◆ Given records ◆
PR #4471, opened 2024-05-14
fix(AmazonQ FeatureDev): throws an error when the repo is bigger than 200MB

gasolima:
Problem: Backend can't handle repo size larger than 200MB
Solution: Throws an error to give the user better experience

## Types of changes

## Description

Screenshot 2024-05-14 at 11 03 08

## Checklist
 
## License


plugins/amazonq/chat/jetbrains-community/src/software/aws/toolkits/jetbrains/services/amazonqFeatureDev/controller/FeatureDevController.kt
```diff
@@ -430,10 +431,10 @@ class FeatureDevController(
             }
         } catch (err: Exception) {
             logger.warn(err) { "Encountered ${err.message} for tabId: $tabId" }
-            if (err is ContentLengthError) {
+            if (err is RepoSizeLimitError || err is ContentLengthError) {
                 messenger.sendError(
                     tabId = tabId,
-                    errMessage = err.message,
+                    errMessage = err.message!!,
```
gasolima, line 437: I don't know why i need to use `!!` in this case, since the 2 errors has message. But if i removed it the compiler complain saying that the message can be optional and it's expected to be required

plugins/amazonq/chat/jetbrains-community/src/software/aws/toolkits/jetbrains/services/amazonqFeatureDev/session/Session.kt
```diff
@@ -39,7 +40,7 @@ class Session(val tabID: String, val project: Project) {
     var isAuthenticating: Boolean
 
     init {
-        context = FeatureDevSessionContext(project)
+        context = FeatureDevSessionContext(project, maxProjectSizeBytes)
```
sannicm, line 43: question: why adding the size to the context object as an input?

You could just add the value as a private val inside the class and use it.

.changes/next-release/bugfix-6871c109-4229-4247-a897-debfba52d980.json
```diff
@@ -0,0 +1,4 @@
+{
+  "type" : "bugfix",
+  "description" : "Amazon Q Feature Development: Update error message when repo size larger than 200 megabytes"
```
sannicm, line 3: issue: I would say this is more a feature as you are adding a check for the repo size prior to uploading the artifacts regardless of using a new error message or not.

plugins/amazonq/chat/jetbrains-community/src/software/aws/toolkits/jetbrains/services/amazonqFeatureDev/controller/FeatureDevController.kt
sannicm: Most probably the type is inferring from RepoSizeLimitError has a possible undefined message. And I guess it is becuase it just extends RuntimeException(). Maybe the root cause is on that.

plugins/core/jetbrains-community/src/software/aws/toolkits/jetbrains/services/amazonq/FeatureDevSessionContext.kt
```diff
@@ -92,16 +94,24 @@ class FeatureDevSessionContext(val project: Project) {
...
-                        return true
-                    }
                     return runBlocking {
-                        !ignoreFile(file, this)
+                        if (file.isFile && !ignoreFile(file, this)) {
+                            totalSize += file.length
+                            files.add(file)
+
+                            if (maxProjectSizeBytes != null && totalSize > maxProjectSizeBytes) {
+                                throw RepoSizeLimitError(message("amazonqFeatureDev.content_length.error_text"))
```
sannicm, line 109: question: did you check if this is not breaking another team's functionality?

gasolima: if `maxProjectSizeBytes` isn't send to this class it will not do anything

plugins/amazonq/chat/jetbrains-community/src/software/aws/toolkits/jetbrains/services/amazonqFeatureDev/session/Session.kt
gasolima: Maybe another team want to use this class with different `maxProjectSizeBytes`

.changes/next-release/bugfix-6871c109-4229-4247-a897-debfba52d980.json
gasolima: if other people see it as a feature, i can change it as well. Don't have a strict opinion about it

plugins/amazonq/chat/jetbrains-community/src/software/aws/toolkits/jetbrains/services/amazonqFeatureDev/controller/FeatureDevController.kt
matboros: does it work in a switch statement?

plugins/core/jetbrains-community/src/software/aws/toolkits/jetbrains/services/amazonq/FeatureDevSessionContext.kt
```diff
@@ -92,16 +94,24 @@ class FeatureDevSessionContext(val project: Project) {
...
+                            }
+                            return@runBlocking true
+                        } else {
+                            return@runBlocking !ignoreFile(file, this)
```
sarayev, line 113: With this implementation, we'll run `ignoreFile(file, this)` function twice for the files that should be ignored. Can we - either store result of `ignoreFile()` and use it here
- or add a check to this else statement that checks if it is not file, then call this function?

plugins/amazonq/chat/jetbrains-community/src/software/aws/toolkits/jetbrains/services/amazonqFeatureDev/controller/FeatureDevController.kt
gasolima: But both of them are extended from `RuntimeException()`, why it's working fine with both of them separate in different if conditions?

Anyway if you know how to fix it, let's huddle

gasolima: > does it work in a switch statement?

Tried didn't work :(

plugins/core/jetbrains-community/src/software/aws/toolkits/jetbrains/services/amazonq/FeatureDevSessionContext.kt
gasolima: I can put it in a variable and reuse it

sarayev: Asking because, the ignoreFile function is doing pattern matching based on the regexp and this implementation can increase the duration needed to check files.

gasolima: > Asking because, the ignoreFile function is doing pattern matching based on the regexp and this implementation can increase the duration needed to check files.

Yes will make it slower, by how much not sure. But adding another variable isn't a big deal so i can do it anyway

.changes/next-release/bugfix-6871c109-4229-4247-a897-debfba52d980.json
sannicm: Well, it is a feature right? This check didn't exist in the logic before.

plugins/amazonq/chat/jetbrains-community/src/software/aws/toolkits/jetbrains/services/amazonqFeatureDev/session/Session.kt
sannicm: I would doubt so, this is a specific class from our feature, very improbable that it will be a shared class.

gasolima: > very improbable that it will be a shared class.

At least this class now not under FeatureDev folder, so it's already in a shared space, even no one is using it

.changes/next-release/bugfix-6871c109-4229-4247-a897-debfba52d980.json
gasolima: I don't see it as a feature, since we were always were failing to treat those repos. But before this CR the user was seeing another error after calling the execute planning API, with no buttons. So this CR is only fixing the Error to be appropriate(with button) + fail fast. 

Let me know if you still see it as a feature, i can change it to feature

sannicm: I see, thanks for the explanation.

plugins/amazonq/chat/jetbrains-community/src/software/aws/toolkits/jetbrains/services/amazonqFeatureDev/FeatureDevConstants.kt
```diff
@@ -13,3 +13,6 @@ const val CODE_GENERATION_RETRY_LIMIT = 3
 
 // The default retry limit used when the session could not be found
 const val DEFAULT_RETRY_LIMIT = 0
+
+// Max allowed size for a repository in bytes
+const val maxProjectSizeBytes: Long = 200 * 1024 * 1024
```
sarayev, line 18: nit: Can we have this constant name in ALL_CONSTANT, like MAX_PROJECT_SIZE_IN_BYTES? That seems the pattern for all constants in this file.

plugins/amazonq/chat/jetbrains-community/src/software/aws/toolkits/jetbrains/services/amazonqFeatureDev/session/Session.kt
sarayev: I think that class should be renamed at some point. It is being used by anothe team and is not located in /featureDev folder.

sannicm: I see the file has also a TODO that also shows it is an intended shared functionality

.changes/next-release/bugfix-6871c109-4229-4247-a897-debfba52d980.json
sarayev: To me it also looks like a bugfix - previously there was a bug that, repos larger than 200 MB were being sent to BE and we were failing to generate a plan/code for it. Now, it is fixed, and FE doesn't send that repo to BE and fails gracefully.

plugins/core/jetbrains-community/src/software/aws/toolkits/jetbrains/services/amazonq/FeatureDevSessionContext.kt
```diff
@@ -31,7 +31,12 @@ import java.util.zip.ZipOutputStream
 import kotlin.io.path.Path
 import kotlin.io.path.relativeTo
 
-class FeatureDevSessionContext(val project: Project) {
+interface RepoSizeError {
```
sannicm, line 34: praise for the message!! fix.

sannicm (approved):

plugins/amazonq/chat/jetbrains-community/src/software/aws/toolkits/jetbrains/services/amazonqFeatureDev/FeatureDevConstants.kt
gasolima: sure, my bad

plugins/core/jetbrains-community/src/software/aws/toolkits/jetbrains/services/amazonq/FeatureDevSessionContext.kt
```diff
@@ -92,18 +97,26 @@ class FeatureDevSessionContext(val project: Project) {
...
             object : VirtualFileVisitor<Unit>() {
-                override fun visitFile(file: VirtualFile): Boolean {
-                    if (file.isFile) {
-                        files.add(file)
-                        return true
-                    }
-                    return runBlocking {
-                        !ignoreFile(file, this)
+                override fun visitFile(file: VirtualFile): Boolean =
+                    runBlocking {
```
manodnyab, line 106: Do we need to block the thread for the entire function? We should try to avoid using runBlocking in non-test functions. Im guessing we need it here for ignoreFile(). maybe we could change it to
val isFileIgnored = runBlocking {return ignoreFile....}
if(....)

gasolima: Yeah good tip, i did it in the next rev

sarayev (approved):

plugins/core/jetbrains-community/src/software/aws/toolkits/jetbrains/services/amazonq/FeatureDevSessionContext.kt
```diff
@@ -92,17 +97,24 @@ class FeatureDevSessionContext(val project: Project) {
...
             object : VirtualFileVisitor<Unit>() {
                 override fun visitFile(file: VirtualFile): Boolean {
-                    if (file.isFile) {
-                        files.add(file)
-                        return true
-                    }
-                    return runBlocking {
-                        !ignoreFile(file, this)
-                    }
+                    val isFileIgnored = runBlocking { return@runBlocking ignoreFile(file, this) };
```
manodnyab, line 106:
```suggestion
                    val isFileIgnored = runBlocking {  ignoreFile(file, this) }
```

plugins/core/jetbrains-community/src/software/aws/toolkits/jetbrains/services/amazonq/FeatureDevSessionContext.kt
```diff
@@ -92,17 +97,24 @@ class FeatureDevSessionContext(val project: Project) {
...
+                        if (file.isFile && !isFileIgnored) {
+                            totalSize += file.length
+                            files.add(file)
+
+                            if (maxProjectSizeBytes != null && totalSize > maxProjectSizeBytes) {
+                                throw RepoSizeLimitError(message("amazonqFeatureDev.content_length.error_text"))
+                            }
+                            return true;
```
manodnyab, line 114: nit: Unnecessary semicolon

manodnyab (approved):

sarayev (approved):

dogusata (approved):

◆ Directions ◆
Copy each line containing the word "import" from the data.

◆ Task solution ◆
@@ -31,7 +31,12 @@ import java.util.zip.ZipOutputStream
 import kotlin.io.path.Path
 import kotlin.io.path.relativeTo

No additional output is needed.